I’m not sure I’m right. Maybe my assessment of the likely consequences is wrong. And the high ground has its appeal, not least of which is that it keeps my hands clean. But the Chinese government is a big gob of repression plopped onto the middle kingdom, spattering our clean white robes.
At least it shows once and for all that Google’s motto is just silly in a world as complex as this one.
Some other opinions:
At the end of the day, this compromise puts Google a little lower on the evil scale than many other internet companies in China. But is this compromise something Google should be proud of? No. They have put a foot further into the mud. Now let’s see whether they get sucked in deeper or whether they end up holding their ground.

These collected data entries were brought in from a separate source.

PR #184, opened 2017-11-16
[ui-tests] Common steps - several steps added

mastepan:
I would let all unimplemented methods as they are until they are needed in a scenario.
I think those methods (like check integration title) should be implemented in the page objects they belong to. We can delete them once we are sure we don't need them or we don't need to track them anymore.

### DIFF
--- a/ui-tests/src/test/java/io/syndesis/qe/steps/CommonSteps.java
+++ b/ui-tests/src/test/java/io/syndesis/qe/steps/CommonSteps.java
@@ -1,17 +1,18 @@
 package io.syndesis.qe.steps;
 
+import static com.codeborne.selenide.Condition.visible;
 import static com.codeborne.selenide.Selenide.$;
 
 import org.assertj.core.api.Assertions;
 import org.openqa.selenium.By;
 import org.openqa.selenium.JavascriptExecutor;
 
-import com.codeborne.selenide.Condition;
 import com.codeborne.selenide.Selenide;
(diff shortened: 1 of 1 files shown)


ui-tests/src/test/java/io/syndesis/qe/steps/CommonSteps.java
```diff
@@ -67,6 +68,171 @@ public void resetState() {
...
+		syndesisRootPage.getRootElement().shouldBe(visible);
+	}
+
+	@Then("^(\\w+)? is presented with the \"([^\"]*)\" link*$/")
+	public void validateLink(String alias, String linkTitle) {
+		new SyndesisRootPage().getLink(linkTitle).shouldBe(visible);
+	}
+
+	@When("clicks? on the \"([^\"]*)\" button.*$/")
+	public void clickOnButton(String buttonTitle, String callback) {
```
dsimansk: We need to get rid off those `callback` params. Those aren't needed anymore. And why is there question mark in `@When("clicks? on the \"([^\"]*)\" button.*$/")`

mastepan: I Agree, the next iteration will fix this. I just wanted to add the methods as soon as possible without investigating how the regexp should look like. We can use them in our tests meanwhile.

dsimansk: So should I merge this PR then? Just say a word... :)

PR #200, opened 2017-11-23
[improve] Fill only present credentials

lvydra:


ui-tests/src/test/java/io/syndesis/qe/steps/connections/ConnectionSteps.java
```diff
@@ -86,8 +84,9 @@ public void typeConnectionDescription(String description) {
 	@When("^she fills \"([^\"]*)\" connection details$")
 	public void fillConnectionDetails(String connectionName) {
 		ConnectionConfigurationComponent connectionConfiguration = new ConnectionConfigurationComponent();
-		new AccountsDirectory().getAccount(connectionName).ifPresent(account -> connectionConfiguration.fillDetails(account.getProperties()));
-		//connectionConfiguration.fillDetails(this.world.getTestConfigConnection(connectionName));
+		String nameTransformed = connectionName.toLowerCase().replaceAll(" ", "_");
```
dsimansk: Lets get more heuristic approach, try to get with non-transformed name first and if result is empty, than tranform name. Wdyt?

PR #59, opened 2021-01-13
Add optionality to SearchRequest

Mpdreamz:
And add missing properties where needed.

Re-introduced TypeQuery, in `NEST` we already removed this obsolete
query construct


delvedor (approved):
LGTM

PR #60, opened 2021-01-13
Added pathParts to input spec

### LINKED ISSUE #54: Path parameters should be represented in the spec
Currently, the path parameters are inferred from the json spec by the compiler and added on the fly.
We should start tracking the path parameters directly in the input spec as well, so we can reuse already present definitions (such as `Indices`) and making it easier to contribute to the spec.

For example:
```diff
 class IndexRequest<TDocument> extends RequestBase {
+  path: {
+    index: IndexName;
+    id?: Id;
+  }
   query_parameters?: {
     if_primary_term?: long;
     if_seq_no?: long;
     op_type?: OpType;
     pipeline?: string;
     refresh?: Refresh;
     routing?: Routing;
     timeout?: Time;
     version?: long;
     version_type?: VersionType;
     wait_for_active_shards?: string;
     require_alias?: boolean;
   }
   body?: TDocument;
 }
```

delvedor:
This pr adds a ~~`pathParts`~~`path_parts` key that contains all the path parameters an API can take, it already specifies which parameters are required.
Currently, it's not using our nice aliases, as it's using the json spec defined types.
We'll update them in the future while working on the spec.

TODO:
- [x] add path parameters to the input spec
- [x] make the compiler aware of the new field

Closes #54


Mpdreamz (approved):
LGTM! :+1:

PR #61, opened 2021-01-14
Update search response with optionalibility

Mpdreamz:
Reduces failures down to 15 locally.

The remainder are aggregations N level deep for which we need to
formulate a battle plan.

### DIFF
--- a/output/typescript/types.ts
+++ b/output/typescript/types.ts
@@ -6156,7 +6156,7 @@ export interface Hit<TDocument = unknown> {
   _seq_no?: long
   _primary_term?: long
   _version?: long
-  sort?: Array<number | string>
+  sort?: Array<long | double | string>
 }
 
 export interface HitsMetadata<T = unknown> {
--- a/output/typescript/types.ts
+++ b/output/typescript/types.ts
@@ -19,9 +19,9 @@
 
 import { Readable as ReadableStream } from 'stream'
 
-export type Aggregate = ValueAggregate | AutoDateHistogramAggregate | FiltersAggregate | SignificantTermsAggregate<object> | TermsAggregate<object> | BucketAggregate | CompositeBucketAggregate | MultiBucketAggregate<object> | SingleBucketAggregate | MatrixStatsAggregate | BoxPlotAggregate | ExtendedStatsAggregate | GeoBoundsAggregate | GeoCentroidAggregate | PercentilesAggregate | ScriptedMetricAggregate | StatsAggregate | StringStatsAggregate | TopHitsAggregate | TopMetricsAggregate | KeyedValueAggregate | TDigestPercentilesAggregate | HdrPercentilesAggregate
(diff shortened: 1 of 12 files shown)


specification/specs/search/search/hits/Hit.ts
```diff
@@ -1,21 +1,25 @@
...
-  _version: long;
-  sort: Array<number | string>;
+
+  _score?: double;
+  _type?: TypeName;
+
+  _explanation?: Explanation;
+  fields?: Dictionary<string, LazyDocument>;
+  highlight?: Dictionary<string, string[]>;
+  /** @prop_serializer VerbatimInterfaceReadOnlyDictionaryKeysFormatter`2 */
```
delvedor, line 11: Should we keep this?

specification/specs/search/search/hits/Hit.ts
```diff
@@ -1,21 +1,25 @@
...
+  _ignored?: string[];
+
+  _shard?: string;
+  _node?: string;
+  _routing?: string;
+  _source?: TDocument;
+  _seq_no?: long;
+  _primary_term?: long;
+  _version?: long;
+  sort?: Array<number | string>;
```
delvedor, line 24: We should try to be as much specific as possible, is this a `long` or a `double`?

specification/specs/aggregations/Aggregate.ts
```diff
@@ -67,7 +72,7 @@ class AutoDateHistogramAggregate extends AggregateBase {
 }
 
 class FiltersAggregate extends AggregateBase {
-  buckets:FiltersBucketItem[];
+  buckets:FiltersBucketItem[] | Dictionary<string, FiltersBucketItem>;
```
delvedor, line 75:
```suggestion
  buckets: FiltersBucketItem[] | Dictionary<string, FiltersBucketItem>;
```

output/typescript/types.ts
```diff
@@ -6135,35 +6138,37 @@ export interface HighlightField {
...
+  _nested?: NestedIdentity
+  _ignored?: Array<string>
+  _shard?: string
+  _node?: string
+  _routing?: string
+  _source?: TDocument
+  _seq_no?: long
+  _primary_term?: long
+  _version?: long
+  sort?: Array<number | string>
```
delvedor, line 6159: Same here.

output/typescript/types.ts
```diff
@@ -139,7 +143,7 @@ export interface ExtendedStatsAggregate extends StatsAggregate {
 }
 
 export interface FiltersAggregate extends AggregateBase {
-  buckets: Array<FiltersBucketItem>
+  buckets: Array<FiltersBucketItem> | Record<string, FiltersBucketItem>
```
delvedor, line 146: Should we use `Record` or `Dictionary`?

delvedor (approved):
Overall LGTM, left a couple of nits :)

specification/specs/search/search/hits/Hit.ts
Mpdreamz: For now yeah, these all indicate the .NET client does something special. Want to use these as markers to go over at some point

specification/specs/search/search/hits/Hit.ts
Mpdreamz: both lol should we do `long | double | string` ?

delvedor: Yep! :)

output/typescript/types.ts
Mpdreamz: The input is `Dictionary` but the output is always `Record`

delvedor: My bad, should have looked at the file name!
Some times this output is hidden, others not 😅

delvedor (approved):
LGTM

Issue #58, opened 2021-01-13
Add missing APIs


delvedor:
There are a bunch of endpoints that are not tracked here. Adding them is straightforward, it's enough to add the json spec definition.

PR #62, opened 2021-01-14
Put all json spec files in the same location

delvedor:
As titled.
In addition, this pr updates the metamodel generator so it tracks all endpoints, and leave `null` when the types for a specific endpoint has not been implemented.
The typescript generator has been updated as well.
I've used the 7.10 json spec files from the elasticsearch repo.

Closes: #58


Mpdreamz (approved):
LGTM

delvedor:
🚨 This pr is causing an error while running the generation, I'll fix the validation code as well before merging this.

swallez:
> updates the metamodel generator so it tracks all endpoints, and leave null when the types for a specific endpoint has not been implemented.

Why do we want to output an incomplete model? What is a code generator supposed to do when request or response are missing?

delvedor:
@swallez tt depends on your code generator, the typescript generator will create the method definition and use a ["TODO" type](https://github.com/elastic/elastic-client-generator/blob/f8d40ae081e7619a5ababbeeadf166c42cc389f4/typescript-generator/client.js#L35-L40) to signal that the definition is incomplete, for example:

```ts
search(params: TODO): Promise<TODO>
```

You can easily skip the incomplete definition in your generator by checking the `request` and `response` values.

swallez:
@delvedor my concern here is that we could release incomplete clients in the wild.

So we have to make it clear in `metamodel.ts` and change `request` and `response` to be `TypeName | null` with an explanation of what `null` means, and that it should not be confused with optional.

swallez:
BTW what about using something like `_json` or `_json_specs`  for the JSON files folder, so that it stands out of the crowd in IDEs and can also be easily excluded from directory crawls?

delvedor:
> So we have to make it clear in metamodel.ts and change request and response to be TypeName | null with an explanation of what null means, and that it should not be confused with optional.

Done!

> BTW what about using something like _json or _json_specs for the JSON files folder, so that it stands out of the crowd in IDEs and can also be easily excluded from directory crawls?

Good idea!

PR #67, opened 2021-01-18
Seperate extends and implements

Mpdreamz:
This PR splits extends and implements to two seperately exposed
components. Previously they were all exposed under `.inherits`.

Interfaces are barely used in the input specification. Where they were
used there was always also a common base class implementation.

I removed all the used interfaces and reintroduced `IDictionary<TKey,
TValue>`

This allows types to declare they implement this dictionary and we can
the presence of this to either generate an appropiate type or know that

Danny Sullivan at Search Engine Watch:
Oh, the irony. Less than a week after we hear that Google is ready to fight the US government in part to defend its users, now comes news that Google will cave into the Chinese government’s demands for its new Google China web site. However, the issues aren’t directly comparable. Moreover, while I’m no fan of Chinese censorship, I like some of the way Google is reacting to the demands. Come along, and we’ll explore the entire censorship situation in China, the US and some other places you rarely hear discussed, like France and Germany.
The devil’s in the details. And the attention taken to detail tells me that Google has thought long and hard about what they were doing and come up with a compromise. It’s a compromise that doesn’t make me happy, that probably doesn’t make most of the people who work for Google very happy, but which has been carefully thought through. And that, I think, gives some reason for optimism.